# WHAT IS NEEDED:
Please output, without any change, the lines of the material below from the very first through the one with "columns added to".

==*==

PR #1156, opened 2016-06-10
Owner level configuration

jcmorrow:
As a user, I'd like to be able to specify a repository which acts as the default configuration for all of a particular owner's repos.

**Changes**

 - `config_repo`, and `config_enabled` columns added to `owners` table
 - all configs get a `merge` method which takes another config and returns the result of combining them
 - `OwnerHoundConfigBuilder` takes a repo and a `HoundConfig` and returns either the repo owner's `HoundConfig` or, failing that, the `HoundConfig` it was passed.
 - stub `OwnerHoundConfigBuilder` in a lot of tests (I don't love this but I don't see a great way around it either)

**Still working on**

 - higher-level specs for opening pull requests where owner level configs should be used and verifying that they are generated correctly.

### DIFF
--- a/app/models/linter/base.rb
+++ b/app/models/linter/base.rb
@@ -42,7 +42,7 @@ module Linter
     def build_review_job_attributes(commit_file)
       {
         commit_sha: build.commit_sha,
-        config: config.serialize,
+        config: merged_config,
         content: commit_file.content,
         filename: commit_file.filename,
         linter_name: name,
@@ -57,6 +57,18 @@ module Linter
 
     def job_class
       "#{name.classify}ReviewJob".constantize
+    end
+
+    def merged_config
+      owner_config.merge(config)
+    end
+
+    def owner_config
+      @owner_config ||= ConfigBuilder.for(owner_hound_config, name)
+    end
+
+    def owner_hound_config
+      OwnerHoundConfigBuilder.run(build.repo, hound_config)
     end
 
     def config
--- a/app/services/owner_hound_config_builder.rb
+++ b/app/services/owner_hound_config_builder.rb
@@ -1,0 +1,25 @@
+class OwnerHoundConfigBuilder
+  HEAD = "HEAD".freeze
+  def self.run(repo, default)
+    new(repo, default).run
+  end
+
+  def initialize(repo, default)
+    @repo = repo
+    @default = default
+  end
+
+  def run
+    if repo.owner.has_config_repo?
+      github = GithubApi.new(Hound::GITHUB_TOKEN)
+      commit = Commit.new(repo.owner.config_repo, HEAD, github)
+      HoundConfig.new(commit)
+    else
+      default
+    end
+  end
+
+  private
+
+  attr_reader :repo, :default
+end
--- a/spec/models/config/base_spec.rb
+++ b/spec/models/config/base_spec.rb
@@ -135,6 +135,26 @@ describe Config::Base do
     end
   end
 
+  describe "#merge" do
+    context "when the override contains keys not in the base config" do
+      it "returns a hash contains all keys and values" do
+        hound_config = instance_double(
+          "HoundConfig",
+          content: {
+            "test" => { "config_file" => "config-file.txt" }
+           },
+           commit: stubbed_commit("config-file.txt" => "some key: some value"),
+        )
+        base_config = build_config(hound_config: hound_config)
+        override_config = build_config(hound_config: hound_config)
+
+        merged_config = base_config.merge(override_config)
+
+        expect(merged_config).to include("some key" => "some value")
+      end
+    end
+  end
+
   def build_config(hound_config: build_hound_config)
     Config::Test.new(hound_config)
   end
--- a/spec/models/linter/scss_spec.rb
+++ b/spec/models/linter/scss_spec.rb
@@ -50,6 +50,40 @@ describe Linter::Scss do
         config: "{}",
       )
     end
+
+    context "when the owner has a config repo set" do
+      it "schedules a review job with the owner's config" do
+        owner = build(
+          :owner,
+          config_enabled: true,
+          config_repo: "organization/style",
+        )
+        repo = build(:repo, owner: owner)
+        build = build(
+          :build,
+          commit_sha: "foo",
+          pull_request_number: 123,
+          repo: repo,
+        )
+        linter = build_linter(build)
+        stub_scss_config({})
+        commit_file = build_commit_file(filename: "lib/a.scss")
+        allow(Resque).to receive(:enqueue)
+
+        linter.file_review(commit_file)
+
+        expect(Resque).to have_received(:enqueue).with(
+          ScssReviewJob,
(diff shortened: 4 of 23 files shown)


app/models/linter/base.rb
```diff
@@ -59,6 +59,18 @@ def job_class
...
+    def merged_config
+      owner_config.merge(config)
+    end
+
+    def owner_config
+      @owner_config ||= ConfigBuilder.for(owner_hound_config, name)
+    end
+
+    def owner_hound_config
+      OwnerHoundConfigBuilder.run(build.repo, hound_config)
```
gylaz: `BuildOwnerHoundConfig`? Or how about just `BuildHoundConfig`?

app/services/owner_hound_config_builder.rb
```diff
@@ -0,0 +1,25 @@
+class OwnerHoundConfigBuilder
+  HEAD = "HEAD".freeze
```
gylaz: `# frozen_string_literal: true`?

app/services/owner_hound_config_builder.rb
```diff
@@ -0,0 +1,25 @@
...
+  end
+
+  def initialize(repo, default)
+    @repo = repo
+    @default = default
+  end
+
+  def run
+    if repo.owner.has_config_repo?
+      github = GithubApi.new(Hound::GITHUB_TOKEN)
```
gylaz: Can you use `UserToken` here to get the right token?

spec/models/config/base_spec.rb
```diff
@@ -135,6 +133,46 @@ def parse(file_content)
...
+          "HoundConfig",
+          content: { "test" => { "config_file" => "config-file.txt" } },
+          commit: stubbed_commit("config-file.txt" => "some key: base "),
+        )
+        override_hound_config = instance_double(
+          "HoundConfig",
+          content: { "test" => { "config_file" => "config-file.txt" } },
+          commit: stubbed_commit("config-file.txt" => "some key: override"),
+        )
+
```
gylaz: Do we need this newline?

spec/models/config/base_spec.rb
```diff
@@ -135,6 +133,46 @@ def parse(file_content)
...
+        base_hound_config = instance_double(
+          "HoundConfig",
+          content: { "test" => { "config_file" => "config-file.txt" } },
+          commit: stubbed_commit("config-file.txt" => "some key: base "),
+        )
+        override_hound_config = instance_double(
+          "HoundConfig",
+          content: { "test" => { "config_file" => "config-file.txt" } },
+          commit: stubbed_commit("config-file.txt" => "some key: override"),
+        )
```
gylaz: Could probably extract this into a method called `build_hound_config` and pass whatever is differring.

spec/support/helpers/linter_helper.rb
```diff
@@ -64,6 +64,12 @@ def stubbed_commit(configuration)
 
     commit
   end
+
+  def stub_owner_hound_config
+    allow(OwnerHoundConfigBuilder).to receive(:run) do |_repo, default|
+      default
+    end
```
gylaz: What does this block do? Is it necessary?

jcmorrow:
@teoljungberg I based a lot of this off of your branch, so :eyes: would be very appreciated 😃

app/models/linter/base.rb
jcmorrow: I like `BuildOwnerHoundConfig`. I think the `Owner` in the name is important, because it doesn't build a hound config for the repo you give it, it extracts the owner from the repo and builds a hound config for that.

app/services/owner_hound_config_builder.rb
jcmorrow: I didn't know that was an object, but yeah, probably.

spec/models/config/base_spec.rb
jcmorrow: Nope.

spec/support/helpers/linter_helper.rb
jcmorrow: Yeah, so this cuts out all of the logic around fetching the config from the owner's config repo, and instead just says "pretend you went and got that hound config and then pass back the one you were given originally". I'm not sure this is the best way to stub it out but it's important for some of these tests that we don't override the hound config they set by returning a static stub all the time.

gylaz: Ah, so `_repo` and `default` are the arguments that get passed in. Got it.

app/services/owner_hound_config_builder.rb
thorncp: Is there a more descriptive name for this constant that we can use? I'm not sure what `"HEAD"` means in this context, because we're not mentioning a branch name anywhere.

spec/models/linter/scss_spec.rb
```diff
@@ -50,13 +52,48 @@
...
+        stub_scss_config({})
+        commit_file = build_commit_file(filename: "lib/a.scss")
+        allow(Resque).to receive(:enqueue)
+
+        linter.file_review(commit_file)
+
+        expect(Resque).to have_received(:enqueue).with(
+          ScssReviewJob,
+          commit_sha: build.commit_sha,
+          config: "{some_key: some_value}",
```
thorncp: Where is this coming from? Would it be possible to see it in the spec set up?

jcmorrow: I'm not sure how I want to make this work, so right now it's nowhere, this spec doesn't pass 😞

blackjid:
hey @jcmorrow 
how the linters in https://github.com/houndci/linters will know about the correct configuration???

jcmorrow:
@blackjid the config values are part of the job that is pushed onto the resque queue by hound and when the correct linter pulls it off it parses the config specified in the job. At least, that's my understanding of it after only a couple of weeks working on Hound 😄

blackjid:
ah, thanks!. that makes sense. that way the jobs are self-contained. I'm looking forward for this to be working!!! Now I run a fork with my own configurations... :)

spec/models/linter/scss_spec.rb
```diff
@@ -50,16 +52,80 @@
         config: "{}",
       )
     end
+
+    context "when the owner has a config repo set" do
+      it "schedules a review job with the owner's config" do
```
jcmorrow: @thorncp can you take another look at this spec? I really don't like how long it is, but it *is* testing the right thing. What do you think?

thorncp: This looks good to me. I think the length is an indicator of how complex it is and there's not much you can do about it without doing a larger refactor. You could move the set up steps to helper methods, but I prefer seeing them inline in the spec itself.

jcmorrow: Yeah, I tried to extract as much set up as I could while still making the set up steps clear. I will add a spec for this scenario to each linter and then I'll feel a lot more comfortable about this feature.

PR #1157, opened 2016-06-15
Add BuildOwnerHoundConfig service

jcmorrow:
I just realized I can split these owner level config changes up and not change anything on the user facing side, so here's the first of several smaller PR's.

Owners can now have a config repository configured. When given an
`owner` `BuildOwnerHoundConfig` will fetch the HEAD commit of the repo
and give back a `HoundConfig` built from it. If the owner does not have
a config repo or it is disabled `BuildOwnerHoundConfig` will return
false.

### DIFF
--- a/app/services/build_owner_hound_config.rb
+++ b/app/services/build_owner_hound_config.rb
@@ -1,0 +1,32 @@
+# frozen_string_literal: true
+class BuildOwnerHoundConfig
+  LATEST_SHA = "HEAD"
+
+  def self.run(*args)
+    new(*args).run
+  end
+
+  def initialize(owner)
+    @owner = owner
+  end
+
+  def run
+    if owner.has_config_repo?
+      github = GithubApi.new(user_token)
+      commit = Commit.new(config_repo.full_github_name, LATEST_SHA, github)
+      HoundConfig.new(commit)
+    end
+  end
+
+  private
+
+  attr_reader :owner
+
+  def user_token
+    UserToken.new(config_repo).token
+  end
+
+  def config_repo
+    Repo.find_or_create_with(full_github_name: owner.config_repo)
+  end
+end
--- a/db/migrate/20160608183021_add_config_to_owner.rb
+++ b/db/migrate/20160608183021_add_config_to_owner.rb
@@ -1,0 +1,24 @@
+class AddConfigToOwner < ActiveRecord::Migration
+  def up
+    add_column :owners, :config_enabled, :boolean, null: false, default: false
+    add_column :owners, :config_repo, :string
+
+    execute <<~SQL
+      UPDATE
+        owners
+      SET
+        config_repo = 'houndci/legacy-config',
+        config_enabled = true
+      FROM
+        repos
+      WHERE
+        repos.owner_id = owners.id AND repos.active = true;
+    SQL
+
+  end
+
+  def down
+    remove_column :owners, :config_enabled
+    remove_column :owners, :config_repo
+  end
+end
--- a/spec/models/owner_spec.rb
+++ b/spec/models/owner_spec.rb
@@ -36,4 +36,30 @@ describe Owner do
       end
     end
   end
+
+  describe "#has_config_repo?" do
+    context "when the owner has a config repo set and enabled" do
+      it "returns true" do
+        owner = create(:owner, config_repo: "org/style", config_enabled: true)
+
+        expect(owner).to have_config_repo
+      end
+    end
+
+    context "when the owner has a config repo set and disabled" do
+      it "returns false" do
+        owner = create(:owner, config_repo: "org/style", config_enabled: false)
+
+        expect(owner).not_to have_config_repo
+      end
+    end
+
+    context "when the owner does not have a config repo set" do
+      it "returns false" do
+        owner = create(:owner, config_repo: "")
+
+        expect(owner).not_to have_config_repo
+      end
+    end
+  end
 end
--- a/spec/services/build_owner_hound_config_spec.rb
+++ b/spec/services/build_owner_hound_config_spec.rb
@@ -1,0 +1,62 @@
+require "rails_helper"
+
+describe BuildOwnerHoundConfig do
+  describe "#run" do
+    context "when the owner has a configuration set" do
+      it "returns the configuration of that repo" do
+        owner = instance_double(
+          "Owner",
+          has_config_repo?: true,
+          config_repo: "thoughtbot/guides",
+        )
+        commit = stubbed_commit(
+          ".hound.yml" => <<~EOS
+            ruby:
+              enabled: true
+          EOS
+        )
+        allow(Commit).to receive(:new).and_return(commit)
+
+        owner_config = BuildOwnerHoundConfig.run(owner)
+
+        expect(owner_config.content).to eq("ruby" => { "enabled" => true })
+      end
+    end
+
+    context "when the owner does not have a configuration set" do
+      it "returns nil" do
+        owner = instance_double(
+          "Owner",
+          has_config_repo?: false,
+          config_repo: "thoughtbot/guides",
+        )
+
+        owner_config = BuildOwnerHoundConfig.run(owner)
+
+        expect(owner_config).to be_nil
+      end
+    end
+
+    context "when the owner's configuration is unreachable" do
+      it "returns an empty hound config" do
+        owner = instance_double(
+          "Owner",
+          has_config_repo?: true,
+          config_repo: "organization/private_style_guides",
+        )
+        stub_failure_on_repo(repo: "organization/private_style_guides")
+
+        owner_config = BuildOwnerHoundConfig.run(owner)
+
+        expect(owner_config.content).to eq({})
+      end
+    end
+  end
+
+  def stub_failure_on_repo(repo:)
+    stub_request(
+      :get,
+      %r"https://api.github.com/repos/#{repo}/contents/*",
+    ).to_return(status: 404, headers: {})
+  end
+end
--- a/app/models/owner.rb
+++ b/app/models/owner.rb
@@ -8,4 +8,8 @@ class Owner < ActiveRecord::Base
     owner.save!
     owner
   end
+
+  def has_config_repo?
+    config_enabled? && config_repo.present?
+  end
 end
--- a/db/schema.rb
+++ b/db/schema.rb
@@ -11,7 +11,7 @@
 #
 # It's strongly recommended that you check this file into your version control system.
 
-ActiveRecord::Schema.define(version: 20160513205551) do
+ActiveRecord::Schema.define(version: 20160608183021) do
 
   # These are extensions that must be enabled in order to support this database
   enable_extension "plpgsql"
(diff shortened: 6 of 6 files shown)


spec/models/owner_spec.rb
```diff
@@ -36,4 +36,30 @@
       end
     end
   end
+
+  describe "#has_config_repo?" do
+    context "when the owner has a config repo set and enabled" do
+      it "returns true" do
+        owner = create(:owner, config_repo: "org/style", config_enabled: true)
+
+        expect(owner.has_config_repo?).to be true
```
thorncp: `expect(owner).to have_config_repo` ?

app/services/build_owner_hound_config.rb
```diff
@@ -0,0 +1,26 @@
...
+  end
+
+  def initialize(owner)
+    @owner = owner
+  end
+
+  def run
+    if owner.has_config_repo?
+      github = GithubApi.new(Hound::GITHUB_TOKEN)
+      commit = Commit.new(owner.config_repo, HEAD, github)
```
thorncp: What does HEAD mean in this context? It is eventually passed to the GitHub API to fetch a file, but I wouldn't expect GitHub to have a HEAD, because it doesn't have a working tree. Does it related to GitHUb's concept of a default branch?

spec/services/build_owner_hound_config_spec.rb
```diff
@@ -0,0 +1,62 @@
...
+        allow(Commit).to receive(:new).and_return(commit)
+
+        owner_config = BuildOwnerHoundConfig.run(owner)
+
+        expect(owner_config.content).to eq("ruby" => { "enabled" => true })
+      end
+    end
+
+    context "when the owner does not have a configuration set" do
+      it "returns the default it was passed" do
```
thorncp: This differs from the expectation. Should it be `"returns false"` ?

jcmorrow: Good catch. Changed this from a previous version.

app/services/build_owner_hound_config.rb
teoljungberg: I know I sketched this out this way, when I did my spike on this months ago, and decided on `HEAD`. Didn't test the various edge cases out when doing so, so the time is ripe for it now.

jcmorrow: So, it's not really necessary, if you pass in no `nil`, `"HEAD"`, or `""` as sha it just gives you the file contents at the tip of master.

jcmorrow: But to answer your question yes it does allow GitHub to default to a branch.

jcmorrow: Actually, now that I think about it, `"master"` is probably more clear.

teoljungberg: An edge case would be if a users changes their hound config in a branch that's not `master` we wouldn't pick the changes.

jcmorrow: OK, digged into it and yes, if we pass in `"HEAD"` (or `nil`) as the ref and the repo has a branch other than master set as the default branch, then we will still get the file back as it is in the default branch.

jcmorrow: Are there any other edge case github setups you can think of @teoljungberg?

app/services/build_owner_hound_config.rb
```diff
@@ -0,0 +1,26 @@
+# frozen_string_literal: true
+class BuildOwnerHoundConfig
+  HEAD = "HEAD"
```
gylaz: Does `HEAD` default to latest on master? We could pass `master` here too, and it will fetch the latest master.

Also, what do you think about calling this something a bit more descriptive, like `LATEST_SHA` or `COMMIT_SHA` or something?

app/services/build_owner_hound_config.rb
```diff
@@ -0,0 +1,26 @@
...
+    new(*args).run
+  end
+
+  def initialize(owner)
+    @owner = owner
+  end
+
+  def run
+    if owner.has_config_repo?
+      github = GithubApi.new(Hound::GITHUB_TOKEN)
```
gylaz: Can we use `UserToken` to get a token rather than `Hound::GITHUB_TOKEN`?

app/services/build_owner_hound_config.rb
gylaz: I think we should be assuming we're going to get the latest from master, and not know anything about stuff on branches.

app/services/build_owner_hound_config.rb
```diff
@@ -0,0 +1,26 @@
...
+      commit = Commit.new(owner.config_repo, HEAD, github)
+      HoundConfig.new(commit)
+    else
+      false
```
gylaz: Why does this `run` method return `false`?

db/migrate/20160608183021_add_config_to_owner.rb
```diff
@@ -0,0 +1,13 @@
+class AddConfigToOwner < ActiveRecord::Migration
+  def up
+    add_column :owners, :config_enabled, :boolean, null: false, default: false
+    add_column :owners, :config_repo, :string
+
+    Owner.update_all(config_enabled: true, config_repo: "houndci/legacy-config")
```
gylaz: What do you think about making this a bit more sophisticated, and setting this to `true` only if there are any active repos? We could probably do this with a join.

Also, rather than relying on `Owner` AR model, why not just use sql query?

app/services/build_owner_hound_config.rb
jcmorrow: So if someone has something other than master as the default you think we should still point to master?

app/services/build_owner_hound_config.rb
jcmorrow: It will default to the lastest commit on the default branch, which almost always master, but is occasionally not master. I think `LATEST_SHA` is quite descriptive.

db/migrate/20160608183021_add_config_to_owner.rb
jcmorrow: Both of those ideas sound good. 👍

app/services/build_owner_hound_config.rb
jcmorrow: It returns false if the owner doesn't have a config repo set up. I see the other alternative as passing back the default hound config (basically `HoundConfig.new(nil)`, which is probably also fine. I don't know which is better.

app/services/build_owner_hound_config.rb
gylaz: Do you mean if they set a different default branch in GitHub? I didn't realize people could do that. I guess then it should be what ever the default is. Does `""` always grab from the default branch?

app/services/build_owner_hound_config.rb
gylaz: I'm not sure that it's expected of `run` to return a boolean. It's not a predicate method. How about returning nothing (implicit `nil`)?

app/services/build_owner_hound_config.rb
jcmorrow: It looks to me like only `nil` or `HEAD` honor the default branch, but it doesn't seem to be explicitly covered in the docs.

app/services/build_owner_hound_config.rb
jcmorrow: I'm also fine with that.

app/services/build_owner_hound_config.rb
```diff
@@ -0,0 +1,32 @@
...
+  private
+
+  attr_reader :owner
+
+  def user_token
+    @user_token ||= UserToken.new(config_repo).token
+  end
+
+  def config_repo
+    @repo ||= Repo.find_or_create_with(full_github_name: owner.config_repo)
```
gylaz: By convention we name the memoizing ivar the same as the method name.

app/services/build_owner_hound_config.rb
```diff
@@ -0,0 +1,32 @@
...
+      HoundConfig.new(commit)
+    end
+  end
+
+  private
+
+  attr_reader :owner
+
+  def user_token
+    @user_token ||= UserToken.new(config_repo).token
```
gylaz: I don't think we need to memoize this.

In general, we try to avoid memoizing unless necessary.

db/migrate/20160608183021_add_config_to_owner.rb
```diff
@@ -0,0 +1,25 @@
+class AddConfigToOwner < ActiveRecord::Migration
+  def up
+    add_column :owners, :config_enabled, :boolean, null: false, default: false
+    add_column :owners, :config_repo, :string
+
+    ActiveRecord::Base.connection.execute(<<~SQL
```
gylaz: Can just be `execute <<~SQL`.

db/migrate/20160608183021_add_config_to_owner.rb
```diff
@@ -0,0 +1,25 @@
...
+          owners
+        SET
+          config_repo = 'houndci/legacy-config',
+          config_enabled = true
+        FROM
+          repos
+        WHERE
+          repos.owner_id = owners.id AND repos.active = true;
+      SQL
+    )
```
gylaz: The parens can be dropped.

app/services/build_owner_hound_config.rb
jcmorrow: Oh yeah, I had the same thought here and then didn't remove it. You're right, the performance gain is pretty much non-existent.

db/migrate/20160608183021_add_config_to_owner.rb
jcmorrow: cool!

db/migrate/20160608183021_add_config_to_owner.rb
```diff
@@ -0,0 +1,25 @@
...
+    ActiveRecord::Base.connection.execute(<<~SQL
+        UPDATE
+          owners
+        SET
+          config_repo = 'houndci/legacy-config',
+          config_enabled = true
+        FROM
+          repos
+        WHERE
+          repos.owner_id = owners.id AND repos.active = true;
```
gylaz: How does this work? Does it look for any repo that matches this criteria?

gylaz:
One concern about the update in the migration. Did you test it and does it seem to do what we want?

gylaz:
Other than that, looks good to merge.

jcmorrow:
Yeah it turns out join statements look very strange when done in update statements, but I did test it against my local database and it performed what we wanted.

db/migrate/20160608183021_add_config_to_owner.rb
jcmorrow: You can use a traditional `FROM` statement in updates, but per postgres it can't include the name of the table being updated unless you're performing a self join.

>from_list
>A list of table expressions, allowing columns from other tables to appear in the WHERE condition and the update expressions. This is similar to the list of tables that can be specified in the FROM Clause of a SELECT statement. **Note that the target table must not appear in the from_list, unless you intend a self-join (in which case it must appear with an alias in the from_list).**

And so instead you use the syntax above without a join statement.

PR #1160, opened 2016-06-20
Return empty HoundConfig when owner has no config

jcmorrow:
We've been getting some errors on staging when I set non-sensical values for config repos (things that either can't be parsed by the GitHub API or don't exist). This changes the way `BuildOwnerHoundConfig` works to allow for inputs like that. It also changes all behavior where `BuildOwnerHoundConfig` would previously return nil and instead returns a default `HoundConfig` (this allows us to merge into it without worrying about whether or not it's the correct type). Lastly, instead of trying to save config repos (which were getting validation errors because we don't have their GitHub ID) it just discards the config repo after grabbing the default Hound GitHub token from it.

### DIFF
--- a/app/services/build_owner_hound_config.rb
+++ b/app/services/build_owner_hound_config.rb
@@ -11,10 +11,11 @@ class BuildOwnerHoundConfig
   end
 
   def run
-    if owner.has_config_repo?
-      github = GithubApi.new(user_token)
+    if owner.has_config_repo? && config_repo_reachable?
       commit = Commit.new(config_repo.full_github_name, LATEST_SHA, github)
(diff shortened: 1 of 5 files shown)


app/services/build_owner_hound_config.rb
```diff
@@ -11,22 +11,34 @@ def initialize(owner)
...
+      HoundConfig.new(EmptyCommit.new)
     end
   end
 
   private
 
   attr_reader :owner
 
+  def github
+    @github ||= GithubApi.new(user_token)
```
teoljungberg: Underscore?

gylaz:
LGTM.

PR #1161, opened 2016-06-24
Thoughtbot should use thoughtbot config

jcmorrow:
Migrate thoughtbot owner to use the guides as its owner level config.

### DIFF
--- a/db/migrate/20160624165658_update_thoughtbot_owner_configs.rb
+++ b/db/migrate/20160624165658_update_thoughtbot_owner_configs.rb
@@ -1,0 +1,23 @@
+class UpdateThoughtbotOwnerConfigs < ActiveRecord::Migration
+  def up
+    execute <<~SQL
+      UPDATE
+        owners
+      SET
+        config_repo = 'thoughtbot/guides'
+      WHERE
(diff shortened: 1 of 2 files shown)


db/migrate/20160624165658_update_thoughtbot_owner_configs.rb
```diff
@@ -0,0 +1,23 @@
+class UpdateThoughtbotOwnerConfigs < ActiveRecord::Migration
+  def up
+    execute <<~SQL
+      UPDATE
+        owners
+      SET
+        config_repo = 'thoughtbot/guides'
+      WHERE
+        owners.name = 'thoughtbot'
```
thorncp: `owners.name in ('thoughtbot', 'houndci')` ?

gylaz: Good call on `houndci`. We could test it right away.

thorncp:
LGTM :bank:

db/migrate/20160624165658_update_thoughtbot_owner_configs.rb
jcmorrow: Ah yeah, good call.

==*==

# SOLUTION BELOW:
PR #1156, opened 2016-06-10
Owner level configuration

jcmorrow:
As a user, I'd like to be able to specify a repository which acts as the default configuration for all of a particular owner's repos.

**Changes**

 - `config_repo`, and `config_enabled` columns added to `owners` table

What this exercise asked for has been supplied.